In [1]:
%matplotlib inline
In [2]:
import matplotlib.pyplot as plt
import numpy as np
import seaborn as sn

import pycollocation

Consider the following boundary value problem: \begin{align} \frac{d T_1}{d_A} =& -q,\ T_1(0) = T_{1,0} \\ \frac{d T_2}{d_A} =& -\frac{1}{2}q,\ T_2(A_{hx}) = T_{2,A_{hx}} \\ \end{align} where $q = (T_1 - T_2)U$.

This boundary value problem describes a counter current heat exchanger; a hot liquid enters a device and exchanges heat across a metal plate with a cold liquid traveling through the device in the opposite direction. Here, $T_1$ is the temperature of the hot stream, $T_2$ is the temperature of the cold stream, $q$ is the rate of heat transfer from the hot fluid to the cold fluid, $U$ is the overall heat transfer coefficient and $A_hx$ is the total area of the heat exchanger.

In [4]:
# provide numerical values for the parameters
params = {'T10': 130, 'T2Ahx': 70, 'U': 1.0}

def q(T1, T2, U):
    return (T1 - T2) * U

def rhs(A, T1, T2, U, **params):
    return [-q(T1, T2, U), -0.5 * q(T1, T2, U)]

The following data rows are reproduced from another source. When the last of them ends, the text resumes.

PR #519, opened 2021-09-26
index: Fix volk_get_index

### LINKED ISSUE #516: volk_get_index broken, stuck in infinite loop
While debugging gnuradio/gnuradio#5013, I stumbled across `volk_get_index` calling itself indefinitely when using `volk_8u_x2_encodeframepolar_8u` (at least on Deb11). No matter the reason for finding the right implementation of that kernel failing, this function mustn't go into infinite recursion.

Maybe, we should just actually `return -1;` and deal with that (by `abort`ing) in the calling functions `volk_rank_archs` and `volk.tmpl.c`: `${kern.name}_manual`. That would at least make debugging easier.

```
(gdb) bt
#0  volk_get_index (impl_name=<optimized out>, n_impls=<optimized out>, impl_names=<optimized out>) at ./lib/volk_rank_archs.c:44
#1  volk_rank_archs (kern_name=kern_name@entry=0x7fd65caaf788 "volk_8u_x2_encodeframepolar_8u", impl_names=impl_names@entry=0x7fd65cb8da90 <volk_machine_avx2_64_mmx_orc+67632>, impl_deps=impl_deps@entry=0x7fd65cb8db50 <volk_machine_avx2_64_mmx_orc+67824>,
    alignment=alignment@entry=0x7fd65cb8dbb0 <volk_machine_avx2_64_mmx_orc+67920>, n_impls=n_impls@entry=4, align=align@entry=true) at ./lib/volk_rank_archs.c:68
#2  0x00007fd65c986088 in __init_volk_8u_x2_encodeframepolar_8u () at ./obj-x86_64-linux-gnu/lib/volk.c:10997
#3  __volk_8u_x2_encodeframepolar_8u (frame=0x10d7a80 "", temp=0x12c1da0 "", frame_size=16) at ./obj-x86_64-linux-gnu/lib/volk.c:11022
#4  0x00007fd65b998230 in gr::fec::code::polar_decoder_sc_systematic::generic_work(void*, void*) () from /gnuradio/build/gr-fec/lib/libgnuradio-fec.so.3.10.0git
#5  0x00007fd65b95a37f in gr::fec::decoder_impl::general_work(int, std::vector<int, std::allocator<int> >&, std::vector<void const*, std::allocator<void const*> >&, std::vector<void*, std::allocator<void*> >&) () from /gnuradio/build/gr-fec/lib/libgnuradio-fec.so.3.10.0git
#6  0x00007fd65cf2de7a in gr::block_executor::run_one_iteration() () from /gnuradio/build/gnuradio-runtime/lib/libgnuradio-runtime.so.3.10.0git
#7  0x00007fd65cfa159a in gr::tpb_thread_body::tpb_thread_body(std::shared_ptr<gr::block>, std::shared_ptr<boost::barrier>, int) () from /gnuradio/build/gnuradio-runtime/lib/libgnuradio-runtime.so.3.10.0git
#8  0x00007fd65cf92b44 in gr::thread::thread_body_wrapper<gr::tpb_container>::operator()() () from /gnuradio/build/gnuradio-runtime/lib/libgnuradio-runtime.so.3.10.0git
#9  0x00007fd65d1bf787 in boost::(anonymous namespace)::thread_proxy (param=<optimized out>) at libs/thread/src/pthread/thread.cpp:179
#10 0x00007fd65f0c3ea7 in start_thread (arg=<optimized out>) at pthread_create.c:477
#11 0x00007fd65ee56def in clone () at ../sysdeps/unix/sysv/linux/x86_64/clone.S:95
(gdb) n

Thread 3 "fec_decoder4" hit Breakpoint 2, volk_get_index (impl_name=<optimized out>, n_impls=<optimized out>, impl_names=<optimized out>) at ./lib/volk_rank_archs.c:36
36	in ./lib/volk_rank_archs.c
(gdb) bt
#0  volk_get_index (impl_name=<optimized out>, n_impls=<optimized out>, impl_names=<optimized out>) at ./lib/volk_rank_archs.c:36
#1  volk_rank_archs (kern_name=kern_name@entry=0x7fd65caaf788 "volk_8u_x2_encodeframepolar_8u", impl_names=impl_names@entry=0x7fd65cb8da90 <volk_machine_avx2_64_mmx_orc+67632>, impl_deps=impl_deps@entry=0x7fd65cb8db50 <volk_machine_avx2_64_mmx_orc+67824>,
    alignment=alignment@entry=0x7fd65cb8dbb0 <volk_machine_avx2_64_mmx_orc+67920>, n_impls=n_impls@entry=4, align=align@entry=true) at ./lib/volk_rank_archs.c:68
#2  0x00007fd65c986088 in __init_volk_8u_x2_encodeframepolar_8u () at ./obj-x86_64-linux-gnu/lib/volk.c:10997
#3  __volk_8u_x2_encodeframepolar_8u (frame=0x10d7a80 "", temp=0x12c1da0 "", frame_size=16) at ./obj-x86_64-linux-gnu/lib/volk.c:11022
#4  0x00007fd65b998230 in gr::fec::code::polar_decoder_sc_systematic::generic_work(void*, void*) () from /gnuradio/build/gr-fec/lib/libgnuradio-fec.so.3.10.0git
#5  0x00007fd65b95a37f in gr::fec::decoder_impl::general_work(int, std::vector<int, std::allocator<int> >&, std::vector<void const*, std::allocator<void const*> >&, std::vector<void*, std::allocator<void*> >&) () from /gnuradio/build/gr-fec/lib/libgnuradio-fec.so.3.10.0git
#6  0x00007fd65cf2de7a in gr::block_executor::run_one_iteration() () from /gnuradio/build/gnuradio-runtime/lib/libgnuradio-runtime.so.3.10.0git
#7  0x00007fd65cfa159a in gr::tpb_thread_body::tpb_thread_body(std::shared_ptr<gr::block>, std::shared_ptr<boost::barrier>, int) () from /gnuradio/build/gnuradio-runtime/lib/libgnuradio-runtime.so.3.10.0git
#8  0x00007fd65cf92b44 in gr::thread::thread_body_wrapper<gr::tpb_container>::operator()() () from /gnuradio/build/gnuradio-runtime/lib/libgnuradio-runtime.so.3.10.0git
#9  0x00007fd65d1bf787 in boost::(anonymous namespace)::thread_proxy (param=<optimized out>) at libs/thread/src/pthread/thread.cpp:179
#10 0x00007fd65f0c3ea7 in start_thread (arg=<optimized out>) at pthread_create.c:477
#11 0x00007fd65ee56def in clone () at ../sysdeps/unix/sysv/linux/x86_64/clone.S:95
(gdb)
```

This is a tail recursion in `volk_get_index`. Sadly, it will never terminate (until it causes memory exhaustion in ctest, I guess). 

`volk_get_index` is a bag of mixed emotions for me:

```C
int volk_get_index(const char* impl_names[], // list of implementations by name
                   const size_t n_impls,     // number of implementations available
                   const char* impl_name     // the implementation name to find
)
{
    unsigned int i;
        if (!strncmp(impl_names[i], impl_name, 20)) {
            return i;
        }
    }
    // TODO return -1;
    // something terrible should happen here
    fprintf(stderr, "Volk warning: no arch found, returning generic impl\n");
    return volk_get_index(impl_names, n_impls, "generic"); // but we'll fake it for now
}
```

1. `strncmp(a,b,20)`: We'll happily compare equal impls that are only different after the first 20 characters.
2. It never checks whether the impl that can't be found *is* the `_generic` one. If that is the case, it just recurses to looking up the generic one, and we end up where we are.

What *is* confusing is why neither `volk_get_info` nor the `volk_profile` tool *know* of `volk_8u_x2_encodeframepolar_8u_generic`. In fact, the latter doesn't seem to want to know any implementations of that at all.

_Originally posted by @marcusmueller in https://github.com/gnuradio/gnuradio/issues/5013#issuecomment-923369047_

jdemel:
This function results in an infinite loop on Debian 11 for some impls.
This is a first step to fix it.

@mbr0wn , @marcusmueller does that fix the reported issue? If you could point me to a CI script for Debian 11 that we can integrate here, that'd be very helpful.

Fix #516

EDIT
This is a minimal Debian 11 Container to test things.
```docker
FROM debian:bullseye

RUN apt-get update \
        && apt-get install -y \
        build-essential git cmake python3-mako python3-distutils liborc-dev
```
[GNU Radio CI container for Debian 11](https://hub.docker.com/layers/gnuradio/ci/debian-11-3.10/images/sha256-d3de16fb91a50ee2472d35bd1fb27e18715e4dba69098bf3b99e0109aaf0c62c?context=explore) where `volk_profile` hangs on `volk_32f_8u_polarbutterflypuppet_32f`.
The corresponding Dockerfile: [Dockerfile](https://github.com/gnuradio/gnuradio-docker/blob/master/ci/ci-debian-11-3.10/Dockerfile).

### DIFF
--- a/lib/volk_rank_archs.c
+++ b/lib/volk_rank_archs.c
@@ -22,13 +22,16 @@ int volk_get_index(const char* impl_names[], // list of implementations by name
 {
     unsigned int i;
     for (i = 0; i < n_impls; i++) {
-        if (!strncmp(impl_names[i], impl_name, 20)) {
+        if (!strncmp(impl_names[i], impl_name, 42)) {
             return i;
         }
     }
     // TODO return -1;
     // something terrible should happen here
     fprintf(stderr, "Volk warning: no arch found, returning generic impl\n");
+    if (strncmp(impl_name, "generic", 20)) {
+        return -1;
+    }
     return volk_get_index(impl_names, n_impls, "generic"); // but we'll fake it for now
 }
 
--- a/lib/volk_rank_archs.c
+++ b/lib/volk_rank_archs.c
@@ -22,7 +22,7 @@ int volk_search_index(const char* impl_names[],
 {
     unsigned int i;
     for (i = 0; i < n_impls; i++) {
-        if (strncmp(impl_names[i], impl_name, 42) != 0) {
+        if (!strncmp(impl_names[i], impl_name, 42)) {
             return i;
         }
     }
@@ -48,10 +48,10 @@ int volk_get_index(const char* impl_names[], // list of implementations by name
     idx = volk_search_index(impl_names, n_impls, "generic");
     if (idx >= 0) {
         fprintf(stderr, "Volk warning: no arch found, returning generic impl\n");
-        return idx;
+    } else {
+        fprintf(stderr, "Volk ERROR: no arch found. generic impl missing!\n");
     }
-    fprintf(stderr, "Volk warning: no arch found, returning -1 aka not found!\n");
-    return -1;
+    return idx;
 }
 
 int volk_rank_archs(const char* kern_name,    // name of the kernel to rank
--- a/lib/volk_rank_archs.c
+++ b/lib/volk_rank_archs.c
@@ -1,6 +1,6 @@
 /* -*- c++ -*- */
 /*
- * Copyright 2011-2012 Free Software Foundation, Inc.
+ * Copyright 2011-2012, 2021 Free Software Foundation, Inc.
  *
  * This file is part of VOLK
  *
@@ -15,24 +15,43 @@
 #include <volk/volk_prefs.h>
 #include <volk_rank_archs.h>
 
+// This function is supposed to be private to this compilation unit.
+int volk_search_index(const char* impl_names[],
+                      const size_t n_impls,
+                      const char* impl_name)
+{
+    unsigned int i;
+    for (i = 0; i < n_impls; i++) {
+        if (strncmp(impl_names[i], impl_name, 42) != 0) {
+            return i;
+        }
+    }
+    return -1; // Indicate we couldn't find anything!
+}
+
 int volk_get_index(const char* impl_names[], // list of implementations by name
                    const size_t n_impls,     // number of implementations available
                    const char* impl_name     // the implementation name to find
 )
 {
-    unsigned int i;
-    for (i = 0; i < n_impls; i++) {
-        if (!strncmp(impl_names[i], impl_name, 42)) {
-            return i;
-        }
+    /*
+     * We follow a 3 step process.
+     * 1. Search for the requested impl. Return index if found.
+     * 2. Search for the generic impl. Return as fail-safe.
+     * 3. Return -1 to indicate an error. Caller needs to handle this case.
+     */
+    int idx = volk_search_index(impl_names, n_impls, impl_name);
+    if (idx >= 0) {
+        return idx;
     }
-    // TODO return -1;
-    // something terrible should happen here
-    fprintf(stderr, "Volk warning: no arch found, returning generic impl\n");
-    if (strncmp(impl_name, "generic", 20)) {
-        return -1;
+
+    idx = volk_search_index(impl_names, n_impls, "generic");
+    if (idx >= 0) {
+        fprintf(stderr, "Volk warning: no arch found, returning generic impl\n");
+        return idx;
     }
-    return volk_get_index(impl_names, n_impls, "generic"); // but we'll fake it for now
+    fprintf(stderr, "Volk warning: no arch found, returning -1 aka not found!\n");
+    return -1;
 }
 
 int volk_rank_archs(const char* kern_name,    // name of the kernel to rank


marcusmueller:
Don't we need to handle -1 in the calling functions to avoid calling into random memory?

michaelld:
> Don't we need to handle -1 in the calling functions to avoid calling into random memory?

+1 from me on this: looks like that's just in tmpl/volk.tmpl.c : 191

lib/volk_rank_archs.c
```diff
@@ -34,13 +34,16 @@ int volk_get_index(const char* impl_names[], // list of implementations by name
 {
     unsigned int i;
     for (i = 0; i < n_impls; i++) {
-        if (!strncmp(impl_names[i], impl_name, 20)) {
+        if (!strncmp(impl_names[i], impl_name, 42)) {
```
michaelld, line 25: since `strncmp` returns `int` of "less than, equal to, or greater than zero" can we go with `strncmp () == 0` here? Compilers will know how to optimize the code here, and this avoids any possible issues with binary not (`!`) and negative integers. Yes this code should work fine, but it's just as easy to compare with 0.

lib/volk_rank_archs.c
```diff
@@ -34,13 +34,16 @@ int volk_get_index(const char* impl_names[], // list of implementations by name
...
             return i;
         }
     }
     // TODO return -1;
     // something terrible should happen here
     fprintf(stderr, "Volk warning: no arch found, returning generic impl\n");
+    if (strncmp(impl_name, "generic", 20)) {
```
michaelld: can we use 7 or 8 instead of 20? "generic" is 7 bytes long, so 20 way more than necessary ...

michaelld: IDK whether we use 7 or 8 bytes ... would have to test `strncmp` to see ...

michaelld: Also: If we're adding in this check, then let's save the result of this `strncmp` and return it instead of the recursive call to this function. Once through and done.

michaelld (changes requested):

lib/volk_rank_archs.c
jdemel: If we change the recursive structure, we'd need to change the whole function quite significantly.
Right now, we follow a 3 step process:
1. Search for the user requested impl
2. If user request cannot be fulfilled: Search for generic impl.
3. New third step: Give up and return `-1`.
I'm actually not entirely sure, if the term `generic` is the only thing we ever search for. It might be smth like `vector_generic` as well. However, not during the second pass.

Right now, it feels like we actually need 2 functions. One with the loop and one to handle all the different error conditions.

lib/volk_rank_archs.c
jdemel: I really hope it is `!= 0`. Fixed it.

jdemel:
I fixed the "file local comments". Thus, we need to discuss how to deal with the `-1` return value.
Why did we avoid to deal with it until now? We ended up in an infinite loop and thus terminated useful execution at this point.
Considering this, the actual bug report should be fixed now.

`volk_get_index` is used in 2 functions:
1. `lib/volk_rank_archs.c:volk_rank_archs`: return values propagate here.
2. `tmpl/volk.tmpl.c:186`, i.e. in all `_manual` kernel calls.

`volk_rank_archs` is used in "one" place.
- `tmpl/volk.tmpl.c:151-152`: kernel init. Thus, the first call to any kernel.

Both functions in `tmpl/volk.tmpl.c` return void. We can't signal errors that way. We'd have to change the API.
We go back and forth between signed and unsigned variables in these functions. But that's a separate issue.

We could treat `-1` in both functions as: use the first impl in the list and hope it is supported on your system.
I'd really like to raise a `NotImplementedError` but that's obviously not an option either.

I know this is an unsatisfactory but we could ignore this problem for now and add it to the list of issues to fix for our next major release. Would that be a viable option?

jdemel:
I reverted the change where `!` is replaced with `!= 0`. It caused issues with most systems except Ubuntu x86. I rebased to the latest `main` as well.

michaelld (approved):
LGTM; this change will be an API change (returning -1), so do we want to just have it in a 3.0-beta branch & not related to 2.X at all?

michaelld:
> I reverted the change where `!` is replaced with `!= 0`. It caused issues with most systems except Ubuntu x86. I rebased to the latest `main` as well.

interesting ... I wonder why? Anyway, `!` is fine

michaelld:
This PR fixes the direct issue, which is important. It does change the API unfortunately by now returning -1 where it didn't before. I guess as an interim we could instead have it return the first entry (if there is one) & print a warning noting as such. Of course if there is no entry then we'd want to return -1 ... so, does this help? Hmmm ...

jdemel:
> This PR fixes the direct issue, which is important. It does change the API unfortunately by now returning -1 where it didn't before. I guess as an interim we could instead have it return the first entry (if there is one) & print a warning noting as such. Of course if there is no entry then we'd want to return -1 ... so, does this help? Hmmm ...

It sounds like every solution somehow breaks the API. However, at the moment the broken API won't work at all. After this change, it will. If we'd do another 2.x release, I'd argue this fix should go in there.
I added a message "Volk ERROR ...". If we'd `return 0;`, we'd most probably cause an "illegal instruction error". 

Besides, it might be time to add a Debian test. However, [Debian 'bullseye' ships GCC 10](https://packages.debian.org/en/bullseye/devel/gcc). We already have a test with GCC 10. The question would be: Is this distro specific?

lib/volk_rank_archs.c
```diff
@@ -27,21 +27,43 @@
...
+        return idx;
+    }
+
+    idx = volk_search_index(impl_names, n_impls, "generic");
+    if (idx >= 0) {
+        fprintf(stderr, "Volk warning: no arch found, returning generic impl\n");
+    } else {
+        fprintf(stderr, "Volk ERROR: no arch found. generic impl missing!\n");
+    }
+    return idx;
```
marcusmueller, line 54: we're just bubbling up the -1 here in case of error, but we need to handle that. Otherwise, we'll jump into some random memory location when the consumer program actually calls the kernel. That's worse than an infinite loop.

So, this is half the fix so far.

marcusmueller (changes requested):

lib/volk_rank_archs.c
marcusmueller: at the very least, `__init_${kern.name}` needs to check for -1 and `abort` in that case. Failing early instead of wandering into random memory, where we become a stability or security issue, is necessary. Otherwise, we're just making bad code worse!

marcusmueller: also note that `__init_..` casts the `int` that `volk_rank_archs` returns into a `size_t`, which is unsigned, and potentially of a different size!

marcusmueller:
By the way, how do we figure out what breaks finding that `generic` implementation? even if this PR was perfect in every way, it would *not* solve the underlying issue that leads to https://github.com/gnuradio/volk/issues/516 . And maybe fixing that would completely rewrite this part of code, anyway...

jdemel:
Updated the initial PR description.
I started some tests with:
```docker
FROM debian:bullseye

RUN apt-get update \
        && apt-get install -y \
        build-essential git cmake python3-mako python3-distutils liborc-dev
```
I couldn't find `liborc-dev` and `python3-distutils` in the GNU Radio CI Docker file.
`liborc-dev` is essentially a dependency and should be available anyways.
`python3-distutils` is only a build dependency. So it won't be installed with a binary.

Besides, I can't reproduce the issue in my minimal container with the current `main`. Debian 11 ships VOLK 2.4.1 which I didn't test yet.

marcusmueller:
> liborc-dev is essentially a dependency and should be available anyways.

liborc-**dev** should only be a build-time dependency, right?

jdemel:
I converted this PR to a draft. At the moment I doubt it really fixes the issue it is supposed to fix. We need a better understanding of the issue here.

jdemel:
This draft PR was introduced because of a bug that turned out to be outside of VOLK. I'm closing this PR now.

def bcs_lower(A, T1, T2, T10, **params):
    return [T1 - T10]

def bcs_upper(A, T1, T2, T2Ahx, **params):
    return [T2 - T2Ahx]
In [5]:
problem = pycollocation.problems.TwoPointBVP(bcs_lower, bcs_upper, 1, 2, params, rhs)
In [8]:
def initial_mesh(domain, num, problem):
    As = np.linspace(domain[0], domain[1], num)
    T1s = np.repeat(0.5 * (problem.params['T10'] + problem.params['T2Ahx']), num)
    return As, T1s, T1s
In [10]:
polynomial_basis = pycollocation.basis_functions.PolynomialBasis()
solver = pycollocation.solvers.Solver(polynomial_basis)

basis_kwargs = {'kind': 'Chebyshev', 'domain': [0, 5.0], 'degree': 15}

As, T1s, T2s = initial_mesh(basis_kwargs['domain'], 1000, problem)
T1_poly = polynomial_basis.fit(As, T1s, **basis_kwargs)
T2_poly = polynomial_basis.fit(As, T2s, **basis_kwargs)
initial_coefs = np.hstack([T1_poly.coef, T2_poly.coef])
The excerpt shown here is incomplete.